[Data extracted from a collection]
PR #452, opened 2025-07-30
style: use explicit types instead of var keyword

nielspardon:
In my opinion using explicit types instead of the `var` keyword makes the code more readable since all types used in a source file are visible through import statements and it is clear what the type of a field/variable is just by looking at the code.

This is why I'm proposing to switch to using explicit types and enforcing the use of explicit types through the corresponding PMD rule.

### DIFF
--- a/isthmus/src/test/java/io/substrait/isthmus/WindowFunctionTest.java
+++ b/isthmus/src/test/java/io/substrait/isthmus/WindowFunctionTest.java
@@ -37,7 +37,7 @@ public class WindowFunctionTest extends PlanTestBase {
     @ParameterizedTest
     @ValueSource(strings = {"rank", "dense_rank", "percent_rank"})
     void rankFunctions(String rankFunction) throws IOException, SqlParseException {
-      var query =
+      String query =
           String.format(
               "select O_ORDERKEY, %s() over (order by O_SHIPPRIORITY) from ORDERS", rankFunction);
       assertFullRoundTrip(query);
@@ -46,7 +46,7 @@ public class WindowFunctionTest extends PlanTestBase {
     @ParameterizedTest
     @ValueSource(strings = {"rank", "dense_rank", "percent_rank"})
     void rankFunctionsWithPartitions(String rankFunction) throws IOException, SqlParseException {
-      var query =
+      String query =
           String.format(
               "select O_ORDERKEY, %s() over (partition by O_CUSTKEY order by O_SHIPPRIORITY) from ORDERS",
               rankFunction);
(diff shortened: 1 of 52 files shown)


bestbeforetoday:
I agree that having the types there give more context, particularly when just viewing in the GitHub UI rather than in an IDE that can tell you the types. On the other hand, I am pretty used to types being inferred rathern than spelled out from Golang, TypeScript and Python (with type hints), so omitting the explicit typing doesn't bother me. There are certainly a few cases in this codebase where generic type names are so long that spelling them out actively decreases readability though the clutter they introduce.

There is a pretty balanced perpective on pros and cons of using type inference in Java [here](https://openjdk.org/projects/amber/guides/lvti-style-guide). A takeaway seems to be that in some cases using `var` is beneficial, while in others it is not. I don't know if imposing a hard rule one way or another is the right answer since it removes the flexibility to pick the better option for a given case. On the other hand, different people have different views on when one option is preferred so it is a potential source of pointless frustration.

I guess what I am trying to say is that, while I don't personally feel a need for `var` to be avoided, I am happy with whatever the community feel is the better option. Sitting right on the fence. 😄

isthmus/src/test/java/io/substrait/isthmus/WindowFunctionTest.java
```diff
@@ -156,10 +156,10 @@ void rangePrecedingToCurrent() throws IOException, SqlParseException {
     @Test
     void rangeCurrentToFollowing() throws IOException, SqlParseException {
       /*
-      LogicalProject(EXPR$0=[MIN($7) OVER (PARTITION BY $1 ORDER BY $3 RANGE BETWEEN CURRENT ROW AND 11 FOLLOWING)])
+      LogicalProject(EXPR=[MIN() OVER (PARTITION BY String ORDER BY  RANGE BETWEEN CURRENT ROW AND 11 FOLLOWING)])
```
vbarua: Did the PMD formatting change this?

nielspardon: PMD does not format code must have been something else in my toolchain. Let me revert that change.

nielspardon: rebased and reverted the comment changes

vbarua (approved):
I'm on board with this. I find it's more helpful generally to have types annotated explicitly. I do like using var when developing code and figuring out the shape of what I'm building, but once that's done the explicit types are very helpful, especially during rewiews.

PR #453, opened 2025-07-30
style: cleanup unused code

nielspardon:
- removes unused local variables
- removes unused assignments
- removes unused private fields
- removes unused private methods
- configures a PMD rule for each

### DIFF
--- a/core/src/main/java/io/substrait/type/parser/TypeStringParser.java
+++ b/core/src/main/java/io/substrait/type/parser/TypeStringParser.java
@@ -60,19 +60,13 @@ public class TypeStringParser {
         final int charPositionInLine,
         final String msg,
         final RecognitionException e) {
-      throw new ParseError(msg, e, line, charPositionInLine);
+      throw new ParseError(msg, e);
     }
   }
 
   public static class ParseError extends RuntimeException {
-    private final int line;
-    private final int posInLine;
-
-    public ParseError(
-        final String message, final Throwable cause, final int line, final int posInLine) {
+    public ParseError(final String message, final Throwable cause) {
       super(message, cause);
-      this.line = line;
-      this.posInLine = posInLine;
     }
   }
 }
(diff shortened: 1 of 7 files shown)


core/src/main/java/io/substrait/type/parser/TypeStringParser.java
```diff
@@ -60,19 +60,13 @@ public void syntaxError(
...
     }
   }
 
   public static class ParseError extends RuntimeException {
-    private final int line;
-    private final int posInLine;
-
-    public ParseError(
-        final String message, final Throwable cause, final int line, final int posInLine) {
+    public ParseError(final String message, final Throwable cause) {
```
bestbeforetoday, line 68: Annoyingly, since this is a public class, this is a (breaking) public API change. Likely nobody is using it — or needs to use it — so perhaps that doesn't matter. If not, maybe it should not be public at all.

I wonder if the ParseError might be more helpful if it incorporated the line and position (along with the message) into the message for the underlying exception?

isthmus/src/main/java/io/substrait/isthmus/SubstraitRelVisitor.java
```diff
@@ -207,22 +207,9 @@ public Rel visit(org.apache.calcite.rel.core.Correlate correlate) {
     // right input of correlated-join is similar to a correlated sub-query
     apply(correlate.getRight());
 
-    var joinType = asJoinType(correlate);
```
bestbeforetoday: I wonder if this call was intended to have a side-effect of throwing an exception if the join type was not INNER or LEFT? I guess if the tests still pass then we can assume it wasn't intended behaviour though, and removing this is fine.

core/src/main/java/io/substrait/type/parser/TypeStringParser.java
nielspardon: good point, though this seems to be only used within the generated ANTLR parser code

isthmus/src/main/java/io/substrait/isthmus/SubstraitRelVisitor.java
nielspardon: Good observation though I think it does not make a huge difference since currently it calls `return super.visit(correlate)` in the next line which then calls `visitOther()` which throws an `UnsupportedOperationException` for `org.apache.calcite.rel.core.Correlate`. So this is effectively replacing an `IllegalArgumentException` with an `UnsupportedOperationException`.

PR #457, opened 2025-08-05
feat(isthmus): add dynamic function conversion for Substrait<->Calcite

ZorinAnton:
This PR introduces support for dynamic scalar User-Defined Functions (UDFs) for round-trip conversion between Substrait plans and Calcite RelNodes.

It establishes the Substrait YAML extension files as the single source of truth (SSoT) for all function signatures. The primary addition is a new utility, [YamlToSqlOperator](https://github.com/ZorinAnton/substrait-java/blob/ad11957f3c02f1383dc5128fad83763431422341/isthmus/src/main/java/io/substrait/isthmus/YamlToSqlOperator.java#L25), which acts as a bridge between the Substrait and Calcite worlds by dynamically generating Calcite SqlOperator objects from the parsed YAML definitions.

The implementation is optimized to only generate these operators for functions that are truly dynamic —that is, functions present in the provided extensions but not already defined in the default [SubstraitOperatorTable](https://github.com/ZorinAnton/substrait-java/blob/ad11957f3c02f1383dc5128fad83763431422341/isthmus/src/main/java/io/substrait/isthmus/calcite/SubstraitOperatorTable.java#L26).

Key Changes:
- New [YamlToSqlOperator](https://github.com/ZorinAnton/substrait-java/blob/ad11957f3c02f1383dc5128fad83763431422341/isthmus/src/main/java/io/substrait/isthmus/YamlToSqlOperator.java#L25) Utility: A type-safe converter that translates [SimpleExtension.ExtensionCollection](https://github.com/ZorinAnton/substrait-java/blob/ad11957f3c02f1383dc5128fad83763431422341/core/src/main/java/io/substrait/extension/SimpleExtension.java#L569) objects into a List<SqlOperator>. 

- Enhanced SqlToSubstrait (SQL → Substrait): The [SqlToSubstrait ](https://github.com/ZorinAnton/substrait-java/blob/ad11957f3c02f1383dc5128fad83763431422341/isthmus/src/main/java/io/substrait/isthmus/SqlToSubstrait.java#L40) constructor is updated to:

  - Identify dynamic UDFs by filtering the loaded extensions against the known operators in [SubstraitOperatorTable](https://github.com/ZorinAnton/substrait-java/blob/ad11957f3c02f1383dc5128fad83763431422341/isthmus/src/main/java/io/substrait/isthmus/calcite/SubstraitOperatorTable.java#L26).

  - Use [YamlToSqlOperator](https://github.com/ZorinAnton/substrait-java/blob/ad11957f3c02f1383dc5128fad83763431422341/isthmus/src/main/java/io/substrait/isthmus/YamlToSqlOperator.java#L25) to generate operators for these dynamic UDFs.

  - Inject the new operators into [Calcite's validator](https://github.com/ZorinAnton/substrait-java/blob/ad11957f3c02f1383dc5128fad83763431422341/isthmus/src/main/java/io/substrait/isthmus/SqlToSubstrait.java#L48) via a сhained SqlOperatorTable.

- Enhanced [SubstraitToCalcite ](https://github.com/ZorinAnton/substrait-java/blob/ad11957f3c02f1383dc5128fad83763431422341/isthmus/src/main/java/io/substrait/isthmus/SubstraitToCalcite.java#L96) (Substrait → SQL): The [SubstraitRelNodeConverter ](https://github.com/ZorinAnton/substrait-java/blob/ad11957f3c02f1383dc5128fad83763431422341/isthmus/src/main/java/io/substrait/isthmus/SubstraitRelNodeConverter.java#L141)is similarly enhanced to:

  - Also identify dynamic UDFs from the provided [SimpleExtension.ExtensionCollection](https://github.com/ZorinAnton/substrait-java/blob/ad11957f3c02f1383dc5128fad83763431422341/core/src/main/java/io/substrait/extension/SimpleExtension.java#L569).

  - Dynamically create [FunctionMappings.Sig](https://github.com/ZorinAnton/substrait-java/blob/ad11957f3c02f1383dc5128fad83763431422341/isthmus/src/main/java/io/substrait/isthmus/expression/FunctionMappings.java#L125) objects for these UDFs, enabling the [ScalarFunctionConverter ](https://github.com/ZorinAnton/substrait-java/blob/ad11957f3c02f1383dc5128fad83763431422341/isthmus/src/main/java/io/substrait/isthmus/expression/ScalarFunctionConverter.java#L21) to correctly map them back to their SqlOperator during plan conversion.

- Architectural Refactoring: The EXTENSION_COLLECTION in [SqlConverterBase ](https://github.com/ZorinAnton/substrait-java/blob/ad11957f3c02f1383dc5128fad83763431422341/isthmus/src/main/java/io/substrait/isthmus/SqlConverterBase.java#L22) has been changed from static final to an instance field to allow for the dynamic configuration required by this feature.

### DIFF
--- a/CHANGELOG.md
+++ b/CHANGELOG.md
@@ -1,6 +1,12 @@
 Release Notes
 ---
 
+## [0.72.0](https://github.com/substrait-io/substrait-java/compare/v0.71.0...v0.72.0) (2025-12-07)
+
+### Features
+
+* support Nested Structs ([#579](https://github.com/substrait-io/substrait-java/issues/579)) ([8845bbf](https://github.com/substrait-io/substrait-java/commit/8845bbff6954c2ba5105469401a94bf54c686f49))
+
 ## [0.71.0](https://github.com/substrait-io/substrait-java/compare/v0.70.0...v0.71.0) (2025-11-30)
 
 ### Features
--- a/gradle.properties
+++ b/gradle.properties
@@ -8,7 +8,7 @@ org.gradle.parallel=true
 org.gradle.caching=true
 
 #version that is going to be updated automatically by releases
-version = 0.71.0
+version = 0.72.0
 
 #signing
 SIGNING_KEY_ID = 193EAE47


isthmus/src/main/java/io/substrait/isthmus/sql/SubstraitSqlValidator.java
```diff
@@ -12,4 +13,8 @@ public class SubstraitSqlValidator extends SqlValidatorImpl {
   public SubstraitSqlValidator(Prepare.CatalogReader catalogReader) {
     super(SubstraitOperatorTable.INSTANCE, catalogReader, catalogReader.getTypeFactory(), CONFIG);
   }
+
+  public SubstraitSqlValidator(SqlOperatorTable opTable, Prepare.CatalogReader catalogReader) {
```
vbarua: minor: It's slightly nicer API-wise if we re-order the arguments so that the constructors are:
```java
public SubstraitSqlValidator(Prepare.CatalogReader catalogReader)
public SubstraitSqlValidator(Prepare.CatalogReader catalogReader, SqlOperatorTable opTable)
```

isthmus/src/main/java/io/substrait/isthmus/YamlToSqlOperator.java
vbarua, line 1: We should call this `SimpleExtensionToSqlOperator` to more accurately capture what the conversion is.

isthmus/src/main/java/io/substrait/isthmus/SubstraitToSql.java
```diff
@@ -10,7 +12,21 @@ public SubstraitToSql() {
     super(FEATURES_DEFAULT);
   }
 
+  public SubstraitToSql(List<String> yamlFunctionFiles) {
```
vbarua: I think this would be better to keep this API simple and just make it:
```java
SubstraitToSql(SimpleExtension.ExtensionCollection extensions)
```

Users can then handle loading and merging extensions any way they see fit.

isthmus/src/main/java/io/substrait/isthmus/SqlToSubstrait.java
```diff
@@ -14,31 +16,48 @@
...
+    this(SimpleExtension.loadDefaults(), features);
+  }
+
+  public SqlToSubstrait(SimpleExtension.ExtensionCollection extensions, FeatureBoard features) {
+    super(features, extensions);
+
+    SimpleExtension.ExtensionCollection customExtensionCollection =
+        ExtensionUtils.getCustomExtensions(extensions);
+    List<SqlOperator> generatedCustomOperators =
+        YamlToSqlOperator.from(customExtensionCollection, this.factory);
```
vbarua: Do we actually need to distinguish between the SqlOperators defined explicitly in the `SubstraitOperatorTable` and those that you are generating here?

I think we can just generate mappings for every function found in the extension collection, and then chain the operator tables like:
```java
SqlOperatorTables.chain(
  SubstraitOperatorTable.INSTANCE,
  SqlOperatorTables.of(generatedCustomOperators)
);
```
we automatically give precedence to the non-custom ones.

isthmus/src/main/java/io/substrait/isthmus/SqlToSubstrait.java
```diff
@@ -14,31 +16,48 @@
...
-    this(null);
+    this(SimpleExtension.loadDefaults(), null);
   }
 
   public SqlToSubstrait(FeatureBoard features) {
-    super(features);
+    this(SimpleExtension.loadDefaults(), features);
+  }
+
+  public SqlToSubstrait(SimpleExtension.ExtensionCollection extensions, FeatureBoard features) {
```
vbarua, line 30: I think this should just be
```java
public SqlToSubstrait(SqlOperatorTable operatorTable, FeatureBoard features)
```
 to give users direct control over the operator table they are using.

vbarua (commented):
I started taking a look at this today, but didn't have time to finish.

I'm going to restate what I think your doing with these changes to make sure that we're on the same page.

To start, you're generating SqlOperators dynamically from the function definitions in SimpleExtensions. You then use these to generate a SqlOperatorTable that covers functions that aren't already in the SubstraitOperatorTable.

This let's you do things like parse SQL queries with functions that are defined only in the SimpleExtension, and aren't part of the SubstraitOperatorTable.

With these definitions, you can also add additional mappings when converting from Substrait to Calcite, and back, for functions that aren't explicitly mapped in the static `SCALAR_SIGS` mapping.

## Meta Comment
I find the usage of "custom" for this concept somewhat confusing. These aren't really custom functions because they are part of the core Substrait spec. A better word for this might be "dynamic". In my head, you're effectively generating SqlOperators dynamically based on the Substrait definitions, and then using them as fall-backs when explicit mappings.

isthmus/src/main/java/io/substrait/isthmus/SqlToSubstrait.java
ZorinAnton: I'm not sure that precedence should be given the to default (non-custom) operators. What if users want to override them?

If I understood correctly, you are suggesting to generate SqlOperators for all extensions, the default ones and the dynamic:

```java
List<SqlOperator> generatedCustomOperators =
        SimpleExtensionToSqlOperator.from(dynamicExtensionCollection, this.factory);

```
I see two issues here:
- duplicated work (default operators already exist in SubstraitOperatorTable.INSTANCE
- it requires the fully fledged [TypeExpressionEvaluator](https://github.com/substrait-io/substrait-java/blob/3707fe231a011cf18d96eb35c080a2b4dbd5b0a9/core/src/main/java/io/substrait/type/TypeExpressionEvaluator.java#L7) that will probably be needed at some point anyway, but I guess this should be done in a different PR

isthmus/src/main/java/io/substrait/isthmus/SqlToSubstrait.java
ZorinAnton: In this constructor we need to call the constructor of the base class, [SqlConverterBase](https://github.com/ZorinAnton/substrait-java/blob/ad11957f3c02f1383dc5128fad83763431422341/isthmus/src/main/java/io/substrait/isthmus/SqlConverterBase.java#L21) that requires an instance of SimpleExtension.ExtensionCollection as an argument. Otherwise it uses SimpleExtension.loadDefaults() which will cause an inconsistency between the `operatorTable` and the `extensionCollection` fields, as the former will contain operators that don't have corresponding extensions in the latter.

# [Requirement]
Look above for the line holding "feat(isthmus): add dynamic" and the line holding "It establishes the". Retype both, and every line between them, word for word and nothing else.

# [Answer for this exercise]
feat(isthmus): add dynamic function conversion for Substrait<->Calcite

ZorinAnton:
This PR introduces support for dynamic scalar User-Defined Functions (UDFs) for round-trip conversion between Substrait plans and Calcite RelNodes.

It establishes the Substrait YAML extension files as the single source of truth (SSoT) for all function signatures. The primary addition is a new utility, [YamlToSqlOperator](https://github.com/ZorinAnton/substrait-java/blob/ad11957f3c02f1383dc5128fad83763431422341/isthmus/src/main/java/io/substrait/isthmus/YamlToSqlOperator.java#L25), which acts as a bridge between the Substrait and Calcite worlds by dynamically generating Calcite SqlOperator objects from the parsed YAML definitions.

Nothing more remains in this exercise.